As an HVAC engineer, we have a unique opportunity to help save energy consumption for new and existing buildings. A large percentage of the energy that is used in the United States goes to heating and cooling buildings for occupant comfort or safety. As an engineer in that industry, you have tremendous opportunity to reduce that consumption and improve efficiency for the buildings you’re working on.

A lot of the buildings that were built in the 1980s and earlier had much less focus on energy use consumption. Technologies today are so advanced, and the expectations are that new buildings and systems be more energy efficient. If you can bring an old building up to speed, that’s great, because they’ll save money and energy. With new systems, you can design systems to work in the most efficient way possible.

Are there any common misconceptions about this type of work?
One of the common misconceptions is the people in this type of work only like numbers, are good with numbers, and only want to work with numbers. It’s true that you work with numbers every day, but you also need to have interpersonal and communication skills. Communication skills are the most valued skills in this business.

What changes in this field do you expect to see in the future?
The changes we expect to see in the future will come from the advancement of technology, as we’ve seen in the past 10 years. More technologies are being invented for HVAC systems, and more people are trying to apply them. Energy prices tend to drive awareness of energy consumption. As prices go up, owners come to us with ideas about how to save energy. It used to be that if you had an efficiency idea with a higher cost, you really had to sell that. Often, the owner wouldn’t consider it if it didn’t pay itself back within three years. Now owners are accepting a five or even a 10 year payback, and they are coming to us with ideas about what they think would work. They are coming to us asking for an evaluation, rather than us selling the ideas to them. It’s been a fun and refreshing trend in our industry.

What is your advice to someone interested in this field?
Really think about you’re aptitude for mechanical systems. Math is important, but as I explained in my example, it’s not the most important thing to this field. I had an aptitude for mechanical things: I wanted to know how things worked, tear things apart, and rebuild them. As an engineer you should have an aptitude for how things work. I’ve talked to many other people in the field, and it is a common curiosity for us. If you have that, I think mechanical engineering might be a good choice.

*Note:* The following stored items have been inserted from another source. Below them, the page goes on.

PR #5569, opened 2022-08-12
Feature: Blockquote field updates with new basic text format

### LINKED ISSUE #5536: Add very limited HTML markup options to blockquote block `field_uiowa_quote_content` and `field_uiowa_quote_footer` fields
# Story

As a content editor I want to be able to italicize or bold text in the blockquote content or source fields so that have more control over how they look.

This is a request from UI Press.

# Proposed solution

- Maybe we need to consider a new text format in between plain text and minimal to add just the most basic styling options.
- Implement this new option on both fields in the blockquote block type `admin/structure/block/block-content/manage/uiowa_quote/fields`

bspeare:
Resolves https://github.com/uiowa/uiowa/issues/5536. 

# How to test

`blt frontend`

- Sync a site with a lot of blockquotes `blt ds --site=tippie.uiowa.edu` check out https://tippie.uiowa.ddev.site/undergraduate/admissions for blockquotes. 
- Sync a site with some temp storage and verify that the changes have been made: `blt ds --site=sandbox.uiowa.edu` and go to https://sandbox.prod.drupal.uiowa.edu/node/656/layout and edit the first blockquote and verify that the word "President" has been removed from the Source field. 
   - ~One issue I've noticed is that the item in temp storage in this example has `<p>` tags around it which should not be allowed~ https://github.com/uiowa/uiowa/pull/5569/commits/c0d1eced8e298bdb6b55e263d4eb09d6dea20e32. 
- Verify that update hook runs and changes the Content and Source fields to text areas with `basic` html
- Review the new `basic` text format/permissions and let me know if I am missing any files or entries or splits. 
- Review the update hook.


bspeare:
I'm not sure if this needs the `needs_scheduled_deploy` tag.

cory-skeers:
Going to start taking a look at this

cory-skeers:
> I'm not sure if this needs the `needs_scheduled_deploy` tag.

Wanna do some more looking/poking around this, but fwiw, I hit a local site at various points

1. with the codebase changes but without the update
2. after the update but before config imports and
3. after config imports

and didn't have any issues. Kind of informal testing this way, but at least nothing stood out as problematic.

pyrello:
> > I'm not sure if this needs the `needs_scheduled_deploy` tag.
> 
> Wanna do some more looking/poking around this, but fwiw, I hit a local site at various points
> 
> 1. with the codebase changes but without the update
> 2. after the update but before config imports and
> 3. after config imports
> 
> and didn't have any issues. Kind of informal testing this way, but at least nothing stood out as problematic.

If this was going to be an issue, I would expect it to show up on the blockquote block form, as that's where the mismatch between current and updated config would be encountered in situations where there is already data. That being said, I don't necessarily expect that that would be the case, especially since I don't think we have any custom code that is specifically counting on the form field format to be set a certain way.

cory-skeers:
> > > I'm not sure if this needs the `needs_scheduled_deploy` tag.
> > 
> > 
> > Wanna do some more looking/poking around this, but fwiw, I hit a local site at various points
> > 
> > 1. with the codebase changes but without the update
> > 2. after the update but before config imports and
> > 3. after config imports
> > 
> > and didn't have any issues. Kind of informal testing this way, but at least nothing stood out as problematic.
> 
> If this was going to be an issue, I would expect it to show up on the blockquote block form, as that's where the mismatch between current and updated config would be encountered in situations where there is already data. That being said, I don't necessarily expect that that would be the case, especially since I don't think we have any custom code that is specifically counting on the form field format to be set a certain way.

Content doesn't get displayed for blockquotes during the time when there is a mismatch in config
image
And if the block gets edited during this time, there's a slight mismatch with the format being available for changing and not yet having the basic_html option (for admins). For permissions below admin, this just means the content gets locked.
image
image
For new blockquotes created during this time, users are able to select filtered or minimal and save, leading to some weirdness
(pre config import)
image
(post config import)
image
In the above new blockquote instance of mismatched formatting, post-config import also requires dev involvement to fix, because any lesser permissions don't have access to edit the field and change the format.

So, nothing to break and cause an outage, but there are some complications that can arise depending on if a page is being viewed and/or edited during the time between update hook running and the final config import (if I'm right on the ordering of the deployment process..if not all the better).

Mismatches between old/new config and the codebase doesn't lead to any issues--it's only if there's a point between the updb and the config import.

pyrello:
> So, nothing to break and cause an outage, but there are some complications that can arise depending on if a page is being viewed and/or edited during the time between update hook running and the final config import (if I'm right on the ordering of the deployment process..if not all the better).

It seems like the weirdness above is enough reason to do an off-hours deployment even without the risk of an outage.

bspeare:
@cory-skeers can you share your technique for testing those steps listed on https://github.com/uiowa/uiowa/pull/5569#issuecomment-1218427647?

cory-skeers:
> @cory-skeers can you share your technique for testing those steps listed on [#5569 (comment)](https://github.com/uiowa/uiowa/pull/5569#issuecomment-1218427647)?

- `git checkout main && git pull`
- `blt ds --site=tippie.uiowa.edu`
- `git checkout feature_basic_markup_html && git pull`
- (play with things)
- `drush @tippie.local updb -y`
- (play with things)
- `drush @tippie.local cim -y`

The first round of testing in there would be once the codebase updates and nothing else has happened, and I didn't experience any issues. The second round is then between the update hook running and config changes importing, and is when those behaviors were observed.

bspeare:
Thanks @cory-skeers!

cory-skeers:
It's a small detail, but is there something small we could do to avoid the "About text formats" being added when users aren't allowed other options?
image

I vaguely remember something like this showing up and being addressed (or not?) but I'm not sure.

cory-skeers:
Other extremely minor detail--any opposition to reordering the formats so that `Basic HTML` appears below `Minimal HTML`? 
image

cory-skeers:
> I vaguely remember something like this showing up and being addressed (or not?) but I'm not sure.

It's just in the form display--not sure what I was thinking of that had me thinking it was more complicated.

cory-skeers:
Had the few small notes/questions about the form display, but otherwise I've gone through the testing with this and think it is good to go (off-hours for the possible editor collisions).

I also reviewed the update hook, and think everything looks good there. I haven't explicitly stepped through it, but it seems to catch the few gotchas that might exist for certain sites, like not having a revisions table for the fields yet.

I'd give it my 👍 . Leaving it unapproved for now since we'll want to plan for its deployment, and leaving it up at least through next PL to see if any other reviewers want to do their own testing/reviewing as well.

joewhitsitt:
pulling to test

joewhitsitt:
Sorry if I missed a discussion about this. Do we want to be consistent and offer plain text for these fields too? For example, card excerpt has minimal and plain.

bspeare:
@joewhitsitt I added plain text.  I think we should be consistent.

docroot/profiles/custom/sitenow/sitenow.install
```diff
@@ -2147,3 +2149,143 @@ function sitenow_update_9046() {
...
+  $table_mapping = \Drupal::service('entity_type.manager')
+    ->getStorage('block_content')
+    ->getTableMapping();
+  $storage_definitions = \Drupal::service('entity_field.manager')
+    ->getActiveFieldStorageDefinitions('block_content');
+  foreach ($fields as $field_name => &$field) {
+    $field_definition = $storage_definitions[$field_name];
+    if ($field_definition) {
+      $field['table'] = $table_mapping->getDedicatedDataTableName($field_definition);
+      strip_tags($field['revision_table'] = $table_mapping->getDedicatedRevisionTableName($field_definition));
```
joewhitsitt: Not sure what `strip_tags` does since it is fetching a table name

bspeare: Adding it there removed some `<p>` tags that were being rendered around the field.   I'm open to other suggestions on how to strip the tags from the revisions.

joewhitsitt: >Adding it there removed some `<p>` tags that were being rendered around the field.

i just don't understand how this does this. `$table_mapping->getDedicatedRevisionTableName($field_definition)` returns a table name string.

Screen Shot 2022-08-18 at 4 01 00 PM

I haven't traced down that example of `<p>` tags being included but I would imagine stripping the tags on the data $rows and $revision_rows would be where this happens.

Screen Shot 2022-08-18 at 4 02 28 PM

pyrello: Either way, I would think that strip tags should go around whatever is being evaluated on the right side of the `=`. If for example the `=` condition were to evaluate to `FALSE`, then I'm not sure this is something that `strip_tags` could handle.

bspeare: I looked for the `<p>` tag in xdebug too but couldn't find it there and just saw the string.   I moved the `strip_tags` to the right side and it is still working.

joewhitsitt: I might need to have you run through this in a huddle tomorrow. I just removed strip_tags from the update hook and synced the sandbox site. I am not seeing `<p>` tags either.

Also if this is doing what it says it does, why is only the revision_table addressed? Shouldn't we do this for table too?

bspeare: Sounds good. Let's huddle after standup if you are available.

joewhitsitt:
We found that strip_tags wasn't working as placed and that tempstore is the issue where it isn't being targeted as part of this update hook. We determined it was not worth the squeeze to switch out a field and try to fix serialized data when a block save corrects the visual issue.

joewhitsitt (approved):
How about scheduling this for 3 AM Monday (Friday afternoon setup)?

Why are you passionate about what you do?
This field is interesting and different from other engineering fields. Many other engineers can propose and test their product in a lab with a prototype. In HVAC engineering, we have to get it right the first time and be able to think on our feet and make adjustments as needed. It’s rewarding to come in and help solve a problem, design a new system, or apply a technology that hasn’t been done before — and then get to see it built and functioning!